§ Data for this exercise
+++
PR #1930, opened 2018-02-16
lxd: friendly errror with suggestions if network is broken

kalikiana:

-----
As evidenced by [LP: #1749679](https://bugs.launchpad.net/snapcraft/+bug/1749679) the verbatim network probing failures aren't very helpful. We can try to reduce noise and give some hints as to what's wrong. `ContainerConnectionError` will ensure there's a link to LXD docs and the URL we check is mentioned in the message.
`urllib.error.URLError` is handled explicitly to get a niceish error message in the case of connection errors. All other exceptions will generically be caught as well since we don't want a stack trace in any event and **urllib** can leak other exceptions such as `UnicodeError`.

Fixes: [LP: #1719952](https://bugs.launchpad.net/snapcraft/+bug/1719952)

The following tests were updated:

 - tests.unit.commands.test_snap
 - tests.unit.test_lxd

I locally ran the tests:

Manual test steps:
 - cd tests/integration/snaps/basic
 - snapcraft cleanbuild
 - lxc profile set default environment.http_proxy localhost:1234
 - Observe `Failed to open 'http://start.ubuntu.com/connectivity-check.html': [Errno 111] Connection refused`
 - lxc profile set default environment.http_proxy invalid
 - Observe `Failed to open 'http://start.ubuntu.com/connectivity-check.html': [Errno -2] Name or service not known`
  - lxc profile set default environment.http_proxy http://unknown
  - Observe `Failed to open 'http://start.ubuntu.com/connectivity-check.html': [Errno -2] Name or service not known`
 - lxc profile set default environment.http_proxy .invalid
 - Observe `Failed to open 'http://start.ubuntu.com/connectivity-check.html': encoding with 'idna' codec failed (UnicodeError: label empty or too long)`

Note: Use `lxc profile set default environment.http_proxy ''` to unset the proxy in the default LXD profile after testing, or set it to the value you were using previously.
+++
§ Instructions for the task
Go through the records and set every one down exactly.

§ Answer to the problem
PR #1930, opened 2018-02-16
lxd: friendly errror with suggestions if network is broken

kalikiana:

-----
As evidenced by [LP: #1749679](https://bugs.launchpad.net/snapcraft/+bug/1749679) the verbatim network probing failures aren't very helpful. We can try to reduce noise and give some hints as to what's wrong. `ContainerConnectionError` will ensure there's a link to LXD docs and the URL we check is mentioned in the message.
`urllib.error.URLError` is handled explicitly to get a niceish error message in the case of connection errors. All other exceptions will generically be caught as well since we don't want a stack trace in any event and **urllib** can leak other exceptions such as `UnicodeError`.

Fixes: [LP: #1719952](https://bugs.launchpad.net/snapcraft/+bug/1719952)

The following tests were updated:

 - tests.unit.commands.test_snap
 - tests.unit.test_lxd

I locally ran the tests:

Manual test steps:
 - cd tests/integration/snaps/basic
 - snapcraft cleanbuild
 - lxc profile set default environment.http_proxy localhost:1234
 - Observe `Failed to open 'http://start.ubuntu.com/connectivity-check.html': [Errno 111] Connection refused`
 - lxc profile set default environment.http_proxy invalid
 - Observe `Failed to open 'http://start.ubuntu.com/connectivity-check.html': [Errno -2] Name or service not known`
  - lxc profile set default environment.http_proxy http://unknown
  - Observe `Failed to open 'http://start.ubuntu.com/connectivity-check.html': [Errno -2] Name or service not known`
 - lxc profile set default environment.http_proxy .invalid
 - Observe `Failed to open 'http://start.ubuntu.com/connectivity-check.html': encoding with 'idna' codec failed (UnicodeError: label empty or too long)`

Note: Use `lxc profile set default environment.http_proxy ''` to unset the proxy in the default LXD profile after testing, or set it to the value you were using previously.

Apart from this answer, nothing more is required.